The pipeline of TopoRoot for computing fine-grained traits from a 3D X-ray image. Beginning from a 3D grayscale image (A), TopoRoot first simplifies the topological complexity of the iso-surface (B), then it creates a geometric skeleton capturing the branching structure (C), from which a hierarchy is obtained (D) and the traits are subsequently computed.


To cut or to fill: a global optimization approach to topological simplification

Paper | Project website

Dan Zeng, Erin Chambers, David Letscher, Tao Ju

ACM Transactions on Graphics (Proc. ACM Siggraph Asia 2020), 39(6): No. 201

We present a novel algorithm for simplifying the topology of a 3D shape, which is characterized by the number of connected components, handles, and cavities. Existing methods either limit their modifications to be only cutting or only filling, or take a heuristic approach to decide where to cut or fill. We consider the problem of finding a globally optimal set of cuts and fills that achieve the simplest topology while minimizing geometric changes. We show that the problem can be formulated as graph labelling, and we solve it by a transformation to the Node-Weighted Steiner Tree problem. When tested on examples with varying levels of topological complexity, the algorithm shows notable improvement over existing simplification methods in both topological simplicity and geometric distortions.

To simplify the topology of a 3D shape (a), performing cutting alone (b) or filling alone (c) results in excessive changes, such as removing large components (box C in (b)), creating long bridges to distant islands (box A in (c)) and large patches to fill in a handle (box B in (c)). Given a set of pre-computed cuts and fills, our method optimally selects a subset of them to maximally simplify topology while minimizing the impact on the geometry (d). (β: number of connected components, handles, and cavities; д: geometric cost)




Comprehensive 3D phenotyping reveals continuous morphological variation across genetically diverse sorghum inflorescences

Paper | Journal Cover | News Release (Wash U) | News Release (Danforth)

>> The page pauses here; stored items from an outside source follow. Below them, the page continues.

PR #331, opened 2017-12-19
refactored py to ipynb

### LINKED ISSUE #322: name string_replace trips on projects with ".py" in path
https://github.com/sphinx-gallery/sphinx-gallery/blob/fb2da9af8c3c9282150b26c356f97fdddfcefb82/sphinx_gallery/notebook.py#L193

This code will trip on projects that have '.py' as a substring.  I found this because I am working on a project called "aibs.pyproject_template".  This will need a more exclusive replacement string.

nicain:
Resolves #322 

All tests passing in py27, py35, and py36

testing updates and bug fix done in two separate commits; if you don't want tox additions, I can just cherry-pick the bug fix commit (bd211e55f9b78ec64d38f25ea2d1ad63ee4d4719) and reissue the PR


nicain:
Also all tests passing locally on my dev environment for py27 py35 and py36 via tox

lesteve:
Thanks a lot for your PR! I remove the controversial changes and pushed a commit with additional minor tweaks.

Can you add a test in `tests/test_utils.py`, testing both the normal condition and the exception + exception message? Can you also add an entry in CHANGES.rst?

I haven't jumped on the tox bandwagon yet although I have heard it is quite good. Minimal googling seems to indicate that conda and tox do not play nice together, oh well this will have to wait then ...

My 2 cents:
* short and focussed PRs tend to be merged more quickly. Avoid doing two unrelated things in a single PR.
* controversial changes even if minor tend to make the review less pleasant for everyone involved (bikeshedding + arguing).

sphinx_gallery/utils.py
```diff
@@ -36,3 +36,15 @@ def __init__(self):  # noqa: D102
 
     def __del__(self):  # noqa: D105
         rmtree(self._path, ignore_errors=True)
+
+
+def replace_py_ipynb(fname):
+    """Replace .py extension in filename by .ipynb"""
+    fname_prefix, extension = fname.rsplit('.', 1)
+    if extension != 'py':
+        raise RuntimeError(
```
lesteve: Thinking about it maybe ValueError is better here

nicain:
@lesteve 

> Can you add a test in tests/test_utils.py, testing both the normal condition and the exception + exception message? Can you also add an entry in CHANGES.rst?
Done.

> I haven't jumped on the tox bandwagon yet although I have heard it is quite good. Minimal googling seems to indicate that conda and tox do not play nice together, oh well this will have to wait then ...

I just learned to use tox myself, and I love it.  I use conda as well, but I can across a handy trick to use tox in a conda development env: create bare conda envs for the python versions you need tox to run against, and add them as symlinks to your path (for example ln -s /foo/envs/toxpy35/bin/python ./python 3.5, executed from ~/local/bin).

Ill stash the tox changes in a branch on my fork, in case you ever want to circle back to them.

sphinx_gallery/tests/test_utils.py
```diff
@@ -0,0 +1,26 @@
...
+        assert utils.replace_py_ipynb(file_name+'.py') == file_name+'.ipynb'
+
+def test_replace_py_ipynb_improper_input():
+    
+    file_name = 'some/file/name'
+
+    with pytest.raises(ValueError) as expected_exception:
+        utils.replace_py_ipynb(file_name+'.txt')
+
+    assert 'Unrecognized file extension' in str(expected_exception.value)
```
choldgraf: could you add a final line at the end?

sphinx_gallery/utils.py
```diff
@@ -36,3 +36,15 @@ def __init__(self):  # noqa: D102
 
     def __del__(self):  # noqa: D105
         rmtree(self._path, ignore_errors=True)
+
+
+def replace_py_ipynb(fname):
+    """Replace .py extension in filename by .ipynb"""
+    fname_prefix, extension = fname.rsplit('.', 1)
```
choldgraf: how about `os.path.splitext` instead: https://docs.python.org/2/library/os.path.html#os.path.splitext

choldgraf: (it seems like the functionality would be the same though...so I don't think it's blocking this PR)

sphinx_gallery/tests/test_utils.py
```diff
@@ -0,0 +1,26 @@
...
+
+from __future__ import division, absolute_import, print_function
+import sphinx_gallery.utils as utils
+import pytest
+
+def test_replace_py_ipynb():
+    for file_name in ['some/file/name', '/corner.pycase']:
+        assert utils.replace_py_ipynb(file_name+'.py') == file_name+'.ipynb'
+
+def test_replace_py_ipynb_improper_input():
```
choldgraf: I'd merge these into a single `test_replace_py_ipynb()` function

choldgraf:
Just a couple of quick thoughts from me - nice catch and thanks for the PR @nicain ! :-)

sphinx_gallery/tests/test_utils.py
nicain: Done.

sphinx_gallery/utils.py
nicain: Done.

sphinx_gallery/tests/test_utils.py
nicain: Done.

nicain:
Updated and ready for re-review.

choldgraf:
Once tests are passing I'm +1 on this. Will hold off on merging until @lesteve can confirm he's happy too!

Thanks @nicain !

sphinx_gallery/utils.py
```diff
@@ -36,3 +37,16 @@ def __init__(self):  # noqa: D102
 
     def __del__(self):  # noqa: D105
         rmtree(self._path, ignore_errors=True)
+
+
+def replace_py_ipynb(fname):
```
Titan-C: Isn't it just simpler to have a regex substitution
```python
re.sub('.py$', '.ipynb', fname)
```
We have already filtered for python files when collecting files for examples. No need for the value error check.

nicain: I like the regex, implemented in commit below.  But a little extra early-checking seems safe.  If you want me to rip it out, I can do that too.

lesteve:
LGTM, thanks a lot @nicain!

sphinx_gallery/tests/test_utils.py
```diff
@@ -0,0 +1,25 @@
...
+# License: 3-clause BSD
+
+from __future__ import division, absolute_import, print_function
+import sphinx_gallery.utils as utils
+import pytest
+
+def test_replace_py_ipynb():
+    
+    # Test behavior of function with expected input:
+    for file_name in ['some/file/name', '/corner.pycase']:
```
lesteve: Very nice that you added a test for the corner case you bumped into by the way!

choldgraf:
woo! way to go @nicain ! 🎉

nicain:
@lesteve Any idea when the next patch revision number bump will occur, and be released to pypi?  I have a project that would like SG to pip-install as a dependency, but need this fix for correct behavior.  I Just need a rough timeline so that I can plan accordingly :)

lesteve:
Not really, you can install sphinx-gallery from master in the mean time if you are willing to take the (small) risk:
```
pip install git+https://github.com/sphinx-gallery/sphinx-gallery
```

Mao Li, Mon-Ray Shao, Dan Zeng, Tao Ju, Elizabeth Kellogg, Christopher N. Topp

New Phytologist, 226: 1873-1885

Inflorescence architecture in plants is often complex and challenging to quantify, particularly for inflorescences of cereal grasses. Methods for capturing inflorescence architecture and for analyzing the resulting data are limited to a few easily captured parameters that may miss the rich underlying diversity. Here, we apply X-ray computed tomography combined with detailed morphometrics, offering new imaging and computational tools to analyze three-dimensional inflorescence architecture. To show the power of this approach, we focus on the panicles of Sorghum bicolor, which vary extensively in numbers, lengths, and angles of primary branches, as well as the three-dimensional shape, size, and distribution of the seed.

Just for fun

Dragon dancing

In 2018-2019, I organized a dragon dance team with members from around the Saint Louis area, many coming from Washington University and the Saint Louis Modern Chinese School. We called ourselves the Saint Dragon Team and performed at various festivals and holidays including the Chinese Culture Days at the Missouri Botanical Garden, the Gateway Dragon Boat Festival, and the Independence Day and Thanksgiving Day parades in Downtown St. Louis. Shown in this video was our performance for the opening ceremony of the Gateway Dragon Boat Festival in 2018 at Creve Coeur Lake.

Agriculture

I really enjoyed my internship with the Donald Danforth Plant Science center in the summer of 2018 because we got to spend some time outdoors and I got to interact with the subject matter of my research. The first two pictures show me planting Sorghum seeds during a field trip to some farmlands near Columbia, MO at the beginning of the internship, while the last one shows me washing the dirt off of their roots after harvesting.